DATASET Block Start

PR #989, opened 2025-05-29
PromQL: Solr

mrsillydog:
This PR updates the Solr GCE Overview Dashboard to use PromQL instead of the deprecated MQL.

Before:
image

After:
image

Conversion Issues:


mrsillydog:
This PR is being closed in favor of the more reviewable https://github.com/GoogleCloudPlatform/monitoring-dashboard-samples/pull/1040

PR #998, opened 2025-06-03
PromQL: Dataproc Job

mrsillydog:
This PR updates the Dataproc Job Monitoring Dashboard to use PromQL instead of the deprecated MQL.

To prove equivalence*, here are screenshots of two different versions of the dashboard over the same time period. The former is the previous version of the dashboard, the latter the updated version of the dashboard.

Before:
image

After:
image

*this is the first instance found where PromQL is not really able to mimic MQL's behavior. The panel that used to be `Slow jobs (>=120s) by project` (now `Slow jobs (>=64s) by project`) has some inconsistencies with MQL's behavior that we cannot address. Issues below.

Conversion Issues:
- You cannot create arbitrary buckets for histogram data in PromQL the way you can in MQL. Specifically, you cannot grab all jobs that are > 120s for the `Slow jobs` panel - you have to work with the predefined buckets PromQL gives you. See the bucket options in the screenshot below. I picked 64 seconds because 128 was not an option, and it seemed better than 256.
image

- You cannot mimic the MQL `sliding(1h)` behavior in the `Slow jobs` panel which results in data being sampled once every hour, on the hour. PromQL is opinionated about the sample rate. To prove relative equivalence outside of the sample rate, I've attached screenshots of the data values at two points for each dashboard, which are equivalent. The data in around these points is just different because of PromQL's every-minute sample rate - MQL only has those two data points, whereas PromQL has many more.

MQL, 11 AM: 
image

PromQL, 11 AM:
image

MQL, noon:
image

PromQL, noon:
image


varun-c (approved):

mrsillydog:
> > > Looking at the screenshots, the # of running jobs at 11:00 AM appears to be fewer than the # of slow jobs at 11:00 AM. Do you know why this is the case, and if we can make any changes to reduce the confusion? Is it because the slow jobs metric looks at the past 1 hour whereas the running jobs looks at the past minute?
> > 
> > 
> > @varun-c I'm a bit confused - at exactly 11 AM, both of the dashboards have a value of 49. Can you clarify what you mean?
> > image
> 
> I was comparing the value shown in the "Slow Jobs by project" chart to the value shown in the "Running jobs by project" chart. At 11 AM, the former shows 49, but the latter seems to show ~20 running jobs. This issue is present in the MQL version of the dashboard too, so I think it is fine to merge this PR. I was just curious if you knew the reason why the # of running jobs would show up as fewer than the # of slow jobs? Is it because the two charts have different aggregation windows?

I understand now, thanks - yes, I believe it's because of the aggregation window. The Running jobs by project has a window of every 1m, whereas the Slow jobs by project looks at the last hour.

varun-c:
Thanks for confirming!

DATASET Block End
DATASET Block Start

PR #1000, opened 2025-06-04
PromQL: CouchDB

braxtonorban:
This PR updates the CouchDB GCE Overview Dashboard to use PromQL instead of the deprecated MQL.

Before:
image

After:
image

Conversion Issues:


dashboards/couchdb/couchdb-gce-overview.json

DATASET Block End

_REQUIREMENT_
Once the line with "I understand now, thanks" is found in the records above, print exactly that line and every line after it through the line with "Thanks for confirming!".

_RESULT OF THE TASK_
I understand now, thanks - yes, I believe it's because of the aggregation window. The Running jobs by project has a window of every 1m, whereas the Slow jobs by project looks at the last hour.

varun-c:
Thanks for confirming!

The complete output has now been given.